(Saved data entries)
*****
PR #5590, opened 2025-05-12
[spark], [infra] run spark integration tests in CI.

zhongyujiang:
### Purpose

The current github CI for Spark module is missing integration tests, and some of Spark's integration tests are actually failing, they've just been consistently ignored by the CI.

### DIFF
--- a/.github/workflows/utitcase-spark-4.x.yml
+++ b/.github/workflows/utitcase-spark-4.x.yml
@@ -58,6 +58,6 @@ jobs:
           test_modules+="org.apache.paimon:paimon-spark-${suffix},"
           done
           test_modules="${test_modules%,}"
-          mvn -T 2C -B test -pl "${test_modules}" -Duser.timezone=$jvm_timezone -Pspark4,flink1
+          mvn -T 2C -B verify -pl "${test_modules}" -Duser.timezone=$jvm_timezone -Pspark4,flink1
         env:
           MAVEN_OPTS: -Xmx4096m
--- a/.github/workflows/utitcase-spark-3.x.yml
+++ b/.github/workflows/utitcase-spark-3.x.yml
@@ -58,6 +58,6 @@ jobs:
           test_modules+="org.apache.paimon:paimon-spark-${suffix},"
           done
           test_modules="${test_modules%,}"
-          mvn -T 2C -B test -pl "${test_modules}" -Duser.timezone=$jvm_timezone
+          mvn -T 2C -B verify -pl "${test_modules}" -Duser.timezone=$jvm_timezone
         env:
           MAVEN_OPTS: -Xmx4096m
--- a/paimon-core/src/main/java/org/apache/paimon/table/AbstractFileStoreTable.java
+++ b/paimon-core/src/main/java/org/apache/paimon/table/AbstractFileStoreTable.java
*****
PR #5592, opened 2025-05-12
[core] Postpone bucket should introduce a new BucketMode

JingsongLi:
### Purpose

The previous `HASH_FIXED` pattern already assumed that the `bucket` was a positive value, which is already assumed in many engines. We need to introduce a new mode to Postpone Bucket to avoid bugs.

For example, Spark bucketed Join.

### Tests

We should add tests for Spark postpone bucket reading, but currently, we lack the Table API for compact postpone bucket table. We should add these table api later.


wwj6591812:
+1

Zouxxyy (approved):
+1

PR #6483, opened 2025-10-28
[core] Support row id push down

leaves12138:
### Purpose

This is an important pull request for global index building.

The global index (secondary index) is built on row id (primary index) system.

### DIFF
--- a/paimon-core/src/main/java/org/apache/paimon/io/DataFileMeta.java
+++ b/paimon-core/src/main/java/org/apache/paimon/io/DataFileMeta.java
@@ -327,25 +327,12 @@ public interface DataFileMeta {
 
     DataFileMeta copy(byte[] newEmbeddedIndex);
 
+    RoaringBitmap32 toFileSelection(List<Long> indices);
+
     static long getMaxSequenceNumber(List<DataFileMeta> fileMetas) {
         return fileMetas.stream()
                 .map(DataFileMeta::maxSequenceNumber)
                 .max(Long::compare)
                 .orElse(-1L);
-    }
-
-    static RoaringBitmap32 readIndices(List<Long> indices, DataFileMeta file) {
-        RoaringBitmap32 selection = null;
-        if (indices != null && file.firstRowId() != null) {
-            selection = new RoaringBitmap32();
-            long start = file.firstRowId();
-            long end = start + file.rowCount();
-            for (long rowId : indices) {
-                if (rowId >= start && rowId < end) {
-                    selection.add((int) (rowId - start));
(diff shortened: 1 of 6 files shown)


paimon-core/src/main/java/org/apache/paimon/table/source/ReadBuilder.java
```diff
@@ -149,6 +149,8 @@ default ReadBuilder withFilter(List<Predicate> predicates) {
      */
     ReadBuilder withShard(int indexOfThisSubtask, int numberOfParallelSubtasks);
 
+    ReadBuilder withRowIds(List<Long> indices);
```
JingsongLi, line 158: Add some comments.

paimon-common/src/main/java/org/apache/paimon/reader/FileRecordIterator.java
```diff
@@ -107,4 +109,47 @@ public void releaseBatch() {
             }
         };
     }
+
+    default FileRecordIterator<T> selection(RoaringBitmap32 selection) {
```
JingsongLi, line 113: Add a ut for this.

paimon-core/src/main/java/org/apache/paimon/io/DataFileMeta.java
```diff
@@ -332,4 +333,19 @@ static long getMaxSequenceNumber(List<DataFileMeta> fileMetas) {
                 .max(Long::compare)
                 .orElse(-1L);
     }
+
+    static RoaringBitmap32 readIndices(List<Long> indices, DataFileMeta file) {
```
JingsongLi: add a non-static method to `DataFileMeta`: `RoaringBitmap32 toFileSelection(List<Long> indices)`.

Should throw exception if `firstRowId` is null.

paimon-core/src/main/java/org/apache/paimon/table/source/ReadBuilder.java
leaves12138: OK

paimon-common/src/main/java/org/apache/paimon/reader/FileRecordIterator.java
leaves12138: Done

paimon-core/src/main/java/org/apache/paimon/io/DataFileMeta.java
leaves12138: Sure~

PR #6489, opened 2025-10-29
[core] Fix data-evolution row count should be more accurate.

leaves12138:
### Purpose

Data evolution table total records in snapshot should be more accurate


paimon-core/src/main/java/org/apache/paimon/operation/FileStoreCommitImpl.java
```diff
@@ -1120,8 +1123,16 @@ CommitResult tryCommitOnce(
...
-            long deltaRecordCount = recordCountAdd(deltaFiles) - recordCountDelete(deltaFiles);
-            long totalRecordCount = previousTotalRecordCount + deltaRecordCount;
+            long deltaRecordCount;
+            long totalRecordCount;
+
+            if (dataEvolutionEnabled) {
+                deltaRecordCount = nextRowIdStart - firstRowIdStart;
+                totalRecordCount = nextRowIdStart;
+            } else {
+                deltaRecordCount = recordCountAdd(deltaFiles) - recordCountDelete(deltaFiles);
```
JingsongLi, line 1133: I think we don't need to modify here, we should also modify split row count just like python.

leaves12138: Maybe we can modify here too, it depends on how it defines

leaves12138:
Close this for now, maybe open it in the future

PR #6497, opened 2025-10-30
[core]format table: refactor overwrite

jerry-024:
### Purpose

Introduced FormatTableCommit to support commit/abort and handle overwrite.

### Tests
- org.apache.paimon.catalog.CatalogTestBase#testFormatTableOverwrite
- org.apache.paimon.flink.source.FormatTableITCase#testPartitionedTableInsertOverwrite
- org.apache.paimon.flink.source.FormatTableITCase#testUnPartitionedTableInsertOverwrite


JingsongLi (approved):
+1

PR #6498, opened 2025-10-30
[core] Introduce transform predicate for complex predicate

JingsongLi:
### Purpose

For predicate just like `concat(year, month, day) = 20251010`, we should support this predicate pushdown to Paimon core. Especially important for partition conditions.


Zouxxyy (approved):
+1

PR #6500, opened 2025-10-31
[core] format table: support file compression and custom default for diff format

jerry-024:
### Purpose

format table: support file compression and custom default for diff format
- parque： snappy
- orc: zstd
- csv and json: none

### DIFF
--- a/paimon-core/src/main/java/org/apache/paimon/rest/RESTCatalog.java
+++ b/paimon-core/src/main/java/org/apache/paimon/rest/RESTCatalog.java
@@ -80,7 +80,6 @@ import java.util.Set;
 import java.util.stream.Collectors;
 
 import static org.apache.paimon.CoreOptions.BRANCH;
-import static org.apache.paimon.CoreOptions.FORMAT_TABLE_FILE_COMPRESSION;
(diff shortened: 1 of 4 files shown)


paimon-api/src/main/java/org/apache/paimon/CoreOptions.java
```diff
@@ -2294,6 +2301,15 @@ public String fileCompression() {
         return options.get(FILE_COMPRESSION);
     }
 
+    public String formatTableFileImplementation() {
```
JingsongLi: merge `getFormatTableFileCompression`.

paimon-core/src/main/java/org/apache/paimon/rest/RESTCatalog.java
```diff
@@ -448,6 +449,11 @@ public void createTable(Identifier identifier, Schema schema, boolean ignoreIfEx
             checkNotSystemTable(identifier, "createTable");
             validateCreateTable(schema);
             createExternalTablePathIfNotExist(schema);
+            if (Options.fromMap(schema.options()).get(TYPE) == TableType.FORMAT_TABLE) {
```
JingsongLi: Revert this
*****
» **PROBLEM TO WORK ON**: Each line of the data that includes "github" should be copied.

» **YOUR SOLUTION**:
The current github CI for Spark module is missing integration tests, and some of Spark's integration tests are actually failing, they've just been consistently ignored by the CI.
--- a/.github/workflows/utitcase-spark-4.x.yml
+++ b/.github/workflows/utitcase-spark-4.x.yml
--- a/.github/workflows/utitcase-spark-3.x.yml
+++ b/.github/workflows/utitcase-spark-3.x.yml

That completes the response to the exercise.